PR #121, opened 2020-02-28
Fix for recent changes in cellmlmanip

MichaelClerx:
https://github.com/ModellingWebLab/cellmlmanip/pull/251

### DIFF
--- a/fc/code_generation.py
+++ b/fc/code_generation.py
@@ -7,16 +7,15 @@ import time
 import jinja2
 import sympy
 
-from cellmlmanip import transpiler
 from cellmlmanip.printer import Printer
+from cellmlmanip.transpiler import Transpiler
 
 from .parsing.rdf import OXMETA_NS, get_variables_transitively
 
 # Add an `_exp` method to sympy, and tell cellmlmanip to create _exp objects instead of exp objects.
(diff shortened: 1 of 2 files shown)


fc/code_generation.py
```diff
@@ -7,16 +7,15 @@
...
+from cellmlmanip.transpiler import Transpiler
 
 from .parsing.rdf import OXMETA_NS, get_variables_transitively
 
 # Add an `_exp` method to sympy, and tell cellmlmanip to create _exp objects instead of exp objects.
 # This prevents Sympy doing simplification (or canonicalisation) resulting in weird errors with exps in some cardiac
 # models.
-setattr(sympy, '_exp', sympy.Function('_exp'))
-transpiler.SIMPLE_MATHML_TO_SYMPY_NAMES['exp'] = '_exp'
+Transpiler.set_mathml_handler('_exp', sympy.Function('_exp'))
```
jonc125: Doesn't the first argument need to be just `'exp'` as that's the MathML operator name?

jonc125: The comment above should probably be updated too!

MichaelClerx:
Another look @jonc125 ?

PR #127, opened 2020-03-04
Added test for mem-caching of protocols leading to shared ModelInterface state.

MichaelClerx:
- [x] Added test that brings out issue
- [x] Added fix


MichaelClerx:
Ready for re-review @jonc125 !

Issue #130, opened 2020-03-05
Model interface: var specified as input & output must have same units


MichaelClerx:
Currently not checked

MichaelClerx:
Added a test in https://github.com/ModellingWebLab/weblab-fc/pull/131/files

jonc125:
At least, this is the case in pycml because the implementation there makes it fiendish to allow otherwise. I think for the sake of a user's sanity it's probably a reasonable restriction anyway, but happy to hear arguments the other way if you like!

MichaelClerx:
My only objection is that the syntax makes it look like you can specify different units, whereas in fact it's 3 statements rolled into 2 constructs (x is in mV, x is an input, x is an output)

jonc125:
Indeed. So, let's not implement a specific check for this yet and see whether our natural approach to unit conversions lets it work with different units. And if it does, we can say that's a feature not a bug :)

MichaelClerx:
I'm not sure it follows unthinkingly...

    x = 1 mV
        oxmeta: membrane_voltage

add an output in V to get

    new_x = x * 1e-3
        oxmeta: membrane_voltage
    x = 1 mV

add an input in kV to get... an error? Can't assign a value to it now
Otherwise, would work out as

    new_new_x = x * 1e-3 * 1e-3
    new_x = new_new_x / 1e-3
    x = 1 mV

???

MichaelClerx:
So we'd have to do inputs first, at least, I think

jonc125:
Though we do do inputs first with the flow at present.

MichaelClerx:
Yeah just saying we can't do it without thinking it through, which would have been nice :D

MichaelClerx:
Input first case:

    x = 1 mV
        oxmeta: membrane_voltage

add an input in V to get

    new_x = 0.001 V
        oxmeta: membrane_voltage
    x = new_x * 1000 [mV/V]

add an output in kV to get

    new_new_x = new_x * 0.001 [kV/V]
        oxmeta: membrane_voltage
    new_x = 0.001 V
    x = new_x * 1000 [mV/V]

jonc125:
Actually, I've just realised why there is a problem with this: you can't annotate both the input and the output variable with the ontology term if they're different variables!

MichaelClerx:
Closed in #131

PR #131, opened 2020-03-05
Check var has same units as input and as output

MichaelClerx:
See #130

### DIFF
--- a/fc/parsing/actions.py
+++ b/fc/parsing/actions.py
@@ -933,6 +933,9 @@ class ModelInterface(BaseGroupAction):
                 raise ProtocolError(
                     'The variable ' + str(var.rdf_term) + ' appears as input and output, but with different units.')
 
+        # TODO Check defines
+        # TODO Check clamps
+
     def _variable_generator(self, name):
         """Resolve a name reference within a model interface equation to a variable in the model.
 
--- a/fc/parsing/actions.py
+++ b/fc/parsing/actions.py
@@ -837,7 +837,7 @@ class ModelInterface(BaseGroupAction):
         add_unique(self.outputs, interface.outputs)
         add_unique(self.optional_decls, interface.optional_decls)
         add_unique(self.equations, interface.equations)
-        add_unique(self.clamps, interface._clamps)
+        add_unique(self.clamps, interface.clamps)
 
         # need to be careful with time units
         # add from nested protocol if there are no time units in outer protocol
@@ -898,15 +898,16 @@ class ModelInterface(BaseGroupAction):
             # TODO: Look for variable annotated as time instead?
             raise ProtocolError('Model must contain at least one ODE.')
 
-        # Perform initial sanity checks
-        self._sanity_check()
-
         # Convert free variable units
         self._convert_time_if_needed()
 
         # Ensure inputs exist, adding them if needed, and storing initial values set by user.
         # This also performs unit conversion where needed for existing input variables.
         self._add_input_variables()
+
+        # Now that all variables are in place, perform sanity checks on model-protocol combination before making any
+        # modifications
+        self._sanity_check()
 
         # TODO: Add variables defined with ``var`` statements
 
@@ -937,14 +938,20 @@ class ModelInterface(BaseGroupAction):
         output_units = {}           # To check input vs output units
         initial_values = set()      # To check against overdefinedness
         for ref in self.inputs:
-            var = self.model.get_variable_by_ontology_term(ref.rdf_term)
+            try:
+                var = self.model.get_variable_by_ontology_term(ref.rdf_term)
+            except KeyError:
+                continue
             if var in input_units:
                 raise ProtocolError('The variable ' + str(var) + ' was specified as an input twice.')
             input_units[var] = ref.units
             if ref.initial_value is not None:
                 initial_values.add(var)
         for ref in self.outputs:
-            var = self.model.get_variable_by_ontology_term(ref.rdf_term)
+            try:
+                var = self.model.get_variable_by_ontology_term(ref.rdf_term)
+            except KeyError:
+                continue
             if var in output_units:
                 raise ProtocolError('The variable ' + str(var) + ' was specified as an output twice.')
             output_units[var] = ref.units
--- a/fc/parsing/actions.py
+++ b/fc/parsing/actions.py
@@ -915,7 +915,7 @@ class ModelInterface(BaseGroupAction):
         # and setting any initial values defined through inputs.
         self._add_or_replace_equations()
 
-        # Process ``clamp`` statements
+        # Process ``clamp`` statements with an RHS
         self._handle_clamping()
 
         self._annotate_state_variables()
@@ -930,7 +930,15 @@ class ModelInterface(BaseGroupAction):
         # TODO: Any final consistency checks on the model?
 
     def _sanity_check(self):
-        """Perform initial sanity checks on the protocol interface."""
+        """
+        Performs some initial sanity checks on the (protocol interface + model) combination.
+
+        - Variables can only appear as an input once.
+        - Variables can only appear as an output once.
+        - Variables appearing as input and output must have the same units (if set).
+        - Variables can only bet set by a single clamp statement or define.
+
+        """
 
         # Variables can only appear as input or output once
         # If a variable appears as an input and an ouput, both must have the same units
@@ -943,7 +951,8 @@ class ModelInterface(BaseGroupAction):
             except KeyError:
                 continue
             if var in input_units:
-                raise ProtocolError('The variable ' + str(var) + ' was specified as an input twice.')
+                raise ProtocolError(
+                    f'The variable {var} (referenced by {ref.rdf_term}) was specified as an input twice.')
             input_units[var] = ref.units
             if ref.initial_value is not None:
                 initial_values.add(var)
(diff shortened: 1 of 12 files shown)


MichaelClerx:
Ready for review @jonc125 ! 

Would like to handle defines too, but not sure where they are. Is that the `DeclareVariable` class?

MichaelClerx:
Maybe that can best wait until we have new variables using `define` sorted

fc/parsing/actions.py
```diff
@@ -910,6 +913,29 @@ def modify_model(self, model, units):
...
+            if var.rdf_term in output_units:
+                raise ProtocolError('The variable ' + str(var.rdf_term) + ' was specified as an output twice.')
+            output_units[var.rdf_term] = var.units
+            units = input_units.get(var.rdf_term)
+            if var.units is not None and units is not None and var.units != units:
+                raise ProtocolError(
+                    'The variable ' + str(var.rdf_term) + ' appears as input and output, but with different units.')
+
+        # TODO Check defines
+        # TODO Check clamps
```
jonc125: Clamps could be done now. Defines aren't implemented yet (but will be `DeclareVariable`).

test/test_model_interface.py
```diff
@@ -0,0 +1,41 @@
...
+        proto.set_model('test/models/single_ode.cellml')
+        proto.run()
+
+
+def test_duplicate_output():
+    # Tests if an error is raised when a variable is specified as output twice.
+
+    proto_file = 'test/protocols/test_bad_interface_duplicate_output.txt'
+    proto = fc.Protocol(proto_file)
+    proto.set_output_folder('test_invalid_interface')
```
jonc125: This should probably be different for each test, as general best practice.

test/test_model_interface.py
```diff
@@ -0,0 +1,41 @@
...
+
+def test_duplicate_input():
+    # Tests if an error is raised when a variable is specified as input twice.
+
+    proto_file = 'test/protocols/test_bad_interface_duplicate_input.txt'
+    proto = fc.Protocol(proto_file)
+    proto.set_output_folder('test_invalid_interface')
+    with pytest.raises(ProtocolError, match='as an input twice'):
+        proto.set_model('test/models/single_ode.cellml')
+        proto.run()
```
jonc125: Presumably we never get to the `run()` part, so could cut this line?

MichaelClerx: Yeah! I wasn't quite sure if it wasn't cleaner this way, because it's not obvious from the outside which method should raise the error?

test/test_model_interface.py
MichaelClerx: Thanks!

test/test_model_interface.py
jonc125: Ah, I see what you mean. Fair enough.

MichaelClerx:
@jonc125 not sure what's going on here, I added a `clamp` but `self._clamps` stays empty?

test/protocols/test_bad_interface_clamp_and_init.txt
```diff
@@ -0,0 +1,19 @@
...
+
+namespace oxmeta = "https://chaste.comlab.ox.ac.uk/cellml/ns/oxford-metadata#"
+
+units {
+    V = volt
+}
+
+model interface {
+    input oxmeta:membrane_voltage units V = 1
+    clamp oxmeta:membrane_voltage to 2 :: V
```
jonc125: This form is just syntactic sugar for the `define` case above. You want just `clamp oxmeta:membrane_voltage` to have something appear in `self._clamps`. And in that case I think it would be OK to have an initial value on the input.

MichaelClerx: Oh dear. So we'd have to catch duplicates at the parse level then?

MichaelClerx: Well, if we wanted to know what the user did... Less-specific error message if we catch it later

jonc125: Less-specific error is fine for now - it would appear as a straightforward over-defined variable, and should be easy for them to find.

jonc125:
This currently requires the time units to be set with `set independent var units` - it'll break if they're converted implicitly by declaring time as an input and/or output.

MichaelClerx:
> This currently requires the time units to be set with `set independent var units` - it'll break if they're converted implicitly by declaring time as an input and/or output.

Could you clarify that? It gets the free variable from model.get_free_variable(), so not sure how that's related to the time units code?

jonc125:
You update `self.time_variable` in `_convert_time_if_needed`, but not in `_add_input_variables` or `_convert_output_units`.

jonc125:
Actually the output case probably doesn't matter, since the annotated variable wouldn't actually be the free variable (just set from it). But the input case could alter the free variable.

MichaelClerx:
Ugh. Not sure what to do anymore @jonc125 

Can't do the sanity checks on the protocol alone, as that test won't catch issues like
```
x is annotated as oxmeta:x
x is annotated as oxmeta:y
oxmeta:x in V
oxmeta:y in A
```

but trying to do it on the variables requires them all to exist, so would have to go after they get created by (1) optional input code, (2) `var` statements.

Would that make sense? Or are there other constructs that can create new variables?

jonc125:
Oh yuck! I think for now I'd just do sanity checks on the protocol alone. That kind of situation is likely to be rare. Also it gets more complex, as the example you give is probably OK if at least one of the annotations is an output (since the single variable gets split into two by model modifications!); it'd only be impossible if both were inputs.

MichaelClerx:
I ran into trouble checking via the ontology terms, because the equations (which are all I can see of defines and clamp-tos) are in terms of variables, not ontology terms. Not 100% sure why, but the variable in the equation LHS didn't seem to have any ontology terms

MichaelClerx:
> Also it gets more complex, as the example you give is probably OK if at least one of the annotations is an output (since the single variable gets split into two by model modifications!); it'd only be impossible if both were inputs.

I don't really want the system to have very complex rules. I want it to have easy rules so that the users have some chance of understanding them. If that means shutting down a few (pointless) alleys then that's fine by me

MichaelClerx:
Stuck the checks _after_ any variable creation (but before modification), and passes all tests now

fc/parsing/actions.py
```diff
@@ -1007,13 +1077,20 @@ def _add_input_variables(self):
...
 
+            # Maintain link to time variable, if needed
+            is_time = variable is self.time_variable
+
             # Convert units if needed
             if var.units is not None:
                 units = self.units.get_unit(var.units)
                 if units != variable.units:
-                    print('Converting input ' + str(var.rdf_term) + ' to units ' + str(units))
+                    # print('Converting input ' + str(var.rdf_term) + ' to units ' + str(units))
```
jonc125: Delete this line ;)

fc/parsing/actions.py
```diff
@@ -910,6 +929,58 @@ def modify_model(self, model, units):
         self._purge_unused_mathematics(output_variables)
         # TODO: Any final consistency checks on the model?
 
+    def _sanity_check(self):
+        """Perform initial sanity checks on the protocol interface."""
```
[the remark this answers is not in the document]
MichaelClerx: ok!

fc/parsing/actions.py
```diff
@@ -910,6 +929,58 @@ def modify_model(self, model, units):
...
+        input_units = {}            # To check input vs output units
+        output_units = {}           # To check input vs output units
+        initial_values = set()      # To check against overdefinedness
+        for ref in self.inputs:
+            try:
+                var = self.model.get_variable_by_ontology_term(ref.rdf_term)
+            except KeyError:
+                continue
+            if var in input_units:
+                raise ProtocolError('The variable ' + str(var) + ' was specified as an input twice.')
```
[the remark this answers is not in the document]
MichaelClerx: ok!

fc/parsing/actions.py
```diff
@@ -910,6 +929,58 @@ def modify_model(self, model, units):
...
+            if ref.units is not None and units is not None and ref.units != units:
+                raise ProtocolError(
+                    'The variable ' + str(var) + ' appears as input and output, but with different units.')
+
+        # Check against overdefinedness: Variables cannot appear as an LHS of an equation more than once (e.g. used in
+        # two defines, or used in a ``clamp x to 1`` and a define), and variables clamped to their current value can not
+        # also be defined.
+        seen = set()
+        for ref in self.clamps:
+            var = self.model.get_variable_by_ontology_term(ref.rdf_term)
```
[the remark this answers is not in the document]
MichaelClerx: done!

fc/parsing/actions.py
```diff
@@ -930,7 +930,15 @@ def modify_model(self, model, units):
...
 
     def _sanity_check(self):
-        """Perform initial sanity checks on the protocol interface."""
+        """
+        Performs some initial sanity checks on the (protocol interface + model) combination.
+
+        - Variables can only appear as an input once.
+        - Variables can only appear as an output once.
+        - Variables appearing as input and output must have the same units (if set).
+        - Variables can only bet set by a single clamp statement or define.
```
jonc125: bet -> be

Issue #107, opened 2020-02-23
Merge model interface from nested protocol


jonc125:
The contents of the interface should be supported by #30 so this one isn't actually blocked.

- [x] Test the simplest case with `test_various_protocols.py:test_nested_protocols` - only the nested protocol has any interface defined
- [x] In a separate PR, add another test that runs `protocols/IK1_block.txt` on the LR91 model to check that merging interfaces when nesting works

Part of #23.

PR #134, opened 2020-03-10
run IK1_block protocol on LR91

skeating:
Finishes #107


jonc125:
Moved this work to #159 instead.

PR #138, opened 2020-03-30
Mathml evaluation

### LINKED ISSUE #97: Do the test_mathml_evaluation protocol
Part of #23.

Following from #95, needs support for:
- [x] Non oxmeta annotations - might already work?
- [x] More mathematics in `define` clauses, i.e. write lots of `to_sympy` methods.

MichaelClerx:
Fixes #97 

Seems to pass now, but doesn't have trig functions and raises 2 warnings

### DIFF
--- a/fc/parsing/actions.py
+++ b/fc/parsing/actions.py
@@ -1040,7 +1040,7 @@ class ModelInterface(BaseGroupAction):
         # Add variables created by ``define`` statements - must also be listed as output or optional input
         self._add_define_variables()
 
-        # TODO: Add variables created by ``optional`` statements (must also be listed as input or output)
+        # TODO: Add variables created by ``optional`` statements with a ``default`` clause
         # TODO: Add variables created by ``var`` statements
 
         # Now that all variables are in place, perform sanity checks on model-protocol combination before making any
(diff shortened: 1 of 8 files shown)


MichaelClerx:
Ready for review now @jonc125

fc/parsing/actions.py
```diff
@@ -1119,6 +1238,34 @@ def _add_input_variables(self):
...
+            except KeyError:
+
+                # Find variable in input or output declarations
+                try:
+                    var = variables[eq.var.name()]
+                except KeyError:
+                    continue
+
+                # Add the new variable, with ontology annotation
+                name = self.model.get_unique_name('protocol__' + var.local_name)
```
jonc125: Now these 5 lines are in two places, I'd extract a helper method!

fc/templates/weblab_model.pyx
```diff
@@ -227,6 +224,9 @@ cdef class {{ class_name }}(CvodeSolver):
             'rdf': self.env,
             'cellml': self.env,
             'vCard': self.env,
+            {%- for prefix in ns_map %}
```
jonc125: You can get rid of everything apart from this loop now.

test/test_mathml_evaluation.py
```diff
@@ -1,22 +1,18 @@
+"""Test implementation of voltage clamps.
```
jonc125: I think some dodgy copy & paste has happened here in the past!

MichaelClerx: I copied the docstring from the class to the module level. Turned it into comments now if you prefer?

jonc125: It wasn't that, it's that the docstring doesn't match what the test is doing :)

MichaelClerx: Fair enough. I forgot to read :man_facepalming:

→ Work order:
Within the records, filter for lines that contain the word "first" and show each one.

→ Task result:
jonc125: Doesn't the first argument need to be just `'exp'` as that's the MathML operator name?
So we'd have to do inputs first, at least, I think
Though we do do inputs first with the flow at present.
Input first case:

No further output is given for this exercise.